I didn't see it.  I'm curious now.  Are you sure it is Canadian?  

nor do I see it:
http://www.forces.gc.ca/admmat/dglepm/badges-insignia/cap_badges-metal_e.htm


----------



## DONT_PANIC (24 Apr 2007)

42nd airborn underwater basketweaving brigade?


----------



## BillN (24 Apr 2007)

It looks like the basic CF "Cornflake" cap badge that has been modified.  Perhaps by a movie studio or for a TV show ?  Looks like no CF cap badge I have ever seen.


----------



## Staff Weenie (24 Apr 2007)

1st Royal Canadian Dental Transport Bn?

Or, the infamous Green Triangle Brigade.


----------



## army outfitters (24 Apr 2007)

DND Motor Transport if I remember correctly. Used up to the early 80's again if I remember correctly. These were the guys who worked out of CFSD who delivered stores to units when they were ordered. They wore a brown uniform. Hey Recceguy, is this response appropriate enough for you?


----------



## Transmundane (24 Apr 2007)

DND Motor Transport, eh? Sounds reasonable. Although the dental transport corps idea also occured to me... But thanks for clueing me in on this. It had been driving me nuts since I bought it!


----------



## geo (24 Apr 2007)

Heh... yeah, remember the days when the Civy DND drivers would wear that brown uniform.  The capbadge looked like that... but - we're talking like 25 some year ago


----------



## army outfitters (24 Apr 2007)

Driving you nuts??? No pun intended right?


----------



## army outfitters (24 Apr 2007)

Guess I am showing my age then but that is what they wore


----------



## Transmundane (24 Apr 2007)

Army Outfitters said:
			
		

> Driving you nuts??? No pun intended right?

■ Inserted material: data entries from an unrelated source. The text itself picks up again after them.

PR #1595, opened 2021-11-12
Show current manuals instead of old if not connected to server

eijawerner:

### DIFF
--- a/src/browser/modules/DBMSInfo/DatabaseKernelInfo.tsx
+++ b/src/browser/modules/DBMSInfo/DatabaseKernelInfo.tsx
@@ -25,7 +25,8 @@ import {
   getEdition,
   getStoreSize,
   getClusterRole,
-  getDatabases
+  getDatabases,
+  Database
 } from 'shared/modules/dbMeta/dbMetaDuck'
 import {
   executeCommand,
@@ -48,6 +49,15 @@ import {
 } from './styled'
 import { getUsedDbName } from 'shared/modules/features/versionedFeatures'
 
+type DatabaseKernelInfo = {
+  role: any
+  version: string | null
+  edition: string | null
+  dbName: any
+  storeSize: any
+  onItemClick: any
+  databases: Database[]
+}
 export const DatabaseKernelInfo = ({
   role,
   version,
@@ -56,7 +66,7 @@ export const DatabaseKernelInfo = ({
   storeSize,
   onItemClick,
   databases
-}: any) => {
+}: DatabaseKernelInfo) => {
   return (
     <DrawerSection className="database-kernel-info">
       <DrawerSubHeader>DBMS</DrawerSubHeader>
--- a/src/browser/modules/Sidebar/Documents.tsx
+++ b/src/browser/modules/Sidebar/Documents.tsx
@@ -43,7 +43,7 @@ import {
 import { formatDocVersion } from './docsUtils'
 
 export const shouldLinkToNewRefs = (v: string): boolean => {
-  if (!semver.valid(v)) return false
+  if (!semver.valid(v)) return true
   return semver.gte(v, '3.5.0-alpha01')
 }
 
@@ -160,7 +160,7 @@ const Documents = (props: DocumentsProps) => {
           props.trackCannyFeatureRequest()
           window.open(CANNY_FEATURE_REQUEST_URL, '_blank')
         }}
-      ></StyledFeedbackButton>
+      />
       <StyledFullSizeDrawerBody>
         <DocumentItems header="Useful commands" items={useful} />
         <DocumentItems header="Documentation links" items={docs} />
@@ -171,7 +171,7 @@ const Documents = (props: DocumentsProps) => {
 }
 
 const mapStateToProps = (state: GlobalState) => {
-  const version = getVersion(state)
+  const version = getVersion(state) || 'current'
   return {
     version,
     urlVersion: formatDocVersion(version)
--- a/src/browser/modules/Stream/Queries/QueriesFrame.tsx
+++ b/src/browser/modules/Stream/Queries/QueriesFrame.tsx
@@ -36,7 +36,8 @@ import {
 } from 'shared/modules/cypher/cypherDuck'
 import {
   getConnectionState,
-  CONNECTED_STATE
+  CONNECTED_STATE,
+  ConnectionState
 } from 'shared/modules/connections/connectionsDuck'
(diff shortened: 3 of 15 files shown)


src/browser/modules/Sidebar/Documents.tsx
```diff
@@ -41,8 +41,8 @@ import {
   StyledHeaderContainer
 } from './styled'
 
-export const formatDocVersion = (v = ''): string => {
-  if (!semver.valid(v)) {
+export const formatDocVersion = (v: string | null = ''): string => {
```
FallingCeilingS, line 44: `v` is probably `undefined` rather than `null`? Please correct me if I'm wrong.

FallingCeilingS (changes requested):
The fix looks good to me! I only have two minor comments.

src/shared/modules/dbMeta/dbMetaDuck.ts
```diff
@@ -97,8 +97,8 @@ export function getMetaInContext(state: any, context: any) {
   }
 }
 
-export const getVersion = (state: any) =>
-  (state[NAME] || {}).server ? (state[NAME] || {}).server.version : 0
+export const getVersion = (state: any): string | null =>
```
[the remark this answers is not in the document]
eijawerner: Thanks, I'll fix!

src/browser/modules/Sidebar/Documents.tsx
eijawerner: It is actually null in the initialState in redux.

src/shared/modules/features/versionedFeatures.ts
```diff
@@ -31,70 +32,71 @@ export const FIRST_MULTI_DB_SUPPORT = NEO4J_4_0
...
     return getUseDb(state)
   }
   return getActiveDbName(state)
 }
 
-export const getDefaultBoltScheme = (serverVersion: any) => {
-  serverVersion = guessSemverVersion(serverVersion)
+export const getDefaultBoltScheme = (serverVersion: string | null) => {
+  const serverVersionGuessed = guessSemverVersion(serverVersion)
   const pre4 = 'bolt://'
```
FallingCeilingS, line 95: It's not related to the PR. But can you try to rename it to a more descriptive one?

FallingCeilingS (changes requested):
Changes look good to me! Nice to have tests updated too! I commented some area that are optional to change in this PR. Also I haven't tested the code locally, and will do it later.
Finding the reason why tests are failing is awesome!

src/shared/modules/dbMeta/dbMetaDuck.ts
```diff
@@ -97,9 +97,9 @@ export function getMetaInContext(state: any, context: any) {
   }
 }
 
-export const getVersion = (state: any) =>
-  (state[NAME] || {}).server ? (state[NAME] || {}).server.version : 0
-export const getEdition = (state: any) => state[NAME].server.edition
+export const getVersion = (state: GlobalState): string | null =>
+  (state[NAME] || {}).server ? (state[NAME] || {}).server.version : null
```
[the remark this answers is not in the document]
eijawerner: I thought so too, but checked with Hane who added these kind of logics and he thought it can be so keeping it for now.

src/browser/modules/DBMSInfo/DatabaseKernelInfo.tsx
```diff
@@ -48,6 +49,15 @@ import {
...
 import { getUsedDbName } from 'shared/modules/features/versionedFeatures'
 
+type DatabaseKernelInfo = {
+  role: any
+  version: string | null
+  edition: string | null
+  dbName: any
+  storeSize: any
+  onItemClick: any
+  databases: Database[]
```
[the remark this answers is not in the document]
eijawerner: yes, but this PR never ends if I handle all type problems, already I think it got a lot bigger than planned :). So I decided to put a line here so the PR is not too big.

src/browser/modules/Stream/Queries/QueriesFrame.tsx
```diff
@@ -59,10 +60,27 @@ import FrameError from '../../Frame/FrameError'
...
+}
 
-export class QueriesFrame extends Component<any, QueriesFrameState> {
+type QueriesFrameProps = {
+  frame?: any
+  bus: any
+  availableProcedures: any
+  connectionState: number
+  neo4jVersion: string | null
+}
```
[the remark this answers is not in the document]
eijawerner: Same as above

src/browser/modules/Stream/SchemaFrame.tsx
```diff
@@ -37,9 +37,15 @@ import {
 } from 'browser-components/DataTables'
 import Directives from 'browser-components/Directives'
 import { NEO4J_BROWSER_USER_ACTION_QUERY } from 'services/bolt/txMetadata'
+import { GlobalState } from 'project-root/src/shared/globalState'
 
-const Indexes = ({ indexes, neo4jVersion }: any) => {
+type IndexesProps = {
+  indexes: any
```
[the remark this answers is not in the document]
eijawerner: same as above

src/shared/modules/features/versionedFeatures.ts
eijawerner: Which one do you mean, the pre4 variable?

FallingCeilingS: @eijawerner - yes!

OskarDamkjaer: As it's unrelated to the main PR, it seems to me this shouldn't hold the PR from being merged? Seeing how we want to get a release candidate out soon. Also do you have any suggestion for a better name?

FallingCeilingS: @OskarDamkjaer - agree. I'd say we can rename it as `prefix` from this context.

FallingCeilingS (approved):
Changes look good to me! Those minor comments shouldn't block the merge process and can always be revisited in the future. 💯

src/shared/modules/features/versionedFeatures.ts
eijawerner: Is it ok if I leave it as it is for this PR? I think it is ok even if it is not perfect (and the pattern is used in several places in the file), and also as you said it is not really part of this PR.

Ugh, I just noticed that now... horrible pun, totally unintended. But now at least I know what to label it as. (BTW, I collect cap badges, and I'm putting the ones I've got into a display case when I can get one.


----------



## army outfitters (24 Apr 2007)

If you ever get to the GTA you should stop by my store as I have tons of stinking badges


----------



## Transmundane (24 Apr 2007)

What's the address?  ;D


----------



## army outfitters (24 Apr 2007)

www.armyoutfitters.ca
1695 Avenue Road
647-436-0876


----------



## AJFitzpatrick (24 Apr 2007)

Army Outfitters said:
			
		

> ... as I have tons of stinking badges



1st Skunk Removal Detachment ?


----------



## Transmundane (24 Apr 2007)

Army Outfitters said:
			
		

> 1695 Avenue Road



Avenue Road? That's an interesting street name... who came up with that one?


----------



## army outfitters (24 Apr 2007)

AJFitzpatrick said:
			
		

> 1st Skunk Removal Detachment ?


Sorry that unit is now called the ******** or was that the puzzle palace? Never could keep them straight. Being a civy now of course I get confused in my old age







_*Edited to delete a personal attack*_


----------



## army outfitters (24 Apr 2007)

Transmundane said:
			
		

> Avenue Road? That's an interesting street name... who came up with that one?


No idea, cant help you there but I am sure somebody will google it and correct me, probably right after I post this


----------



## manhole (24 Apr 2007)

it looks like the cap badge worn by civilian drivers employed by DND......


----------



## cplcaldwell (24 Apr 2007)

> Quote from: Transmundane on Today at 12:40:31
> 
> 
> > Avenue Road? That's an interesting street name... who came up with that one?
> ...


  

[uesless_post] 

This is in wiki. but I '_ave_ heard this before... give it no credence but it's worth a smile..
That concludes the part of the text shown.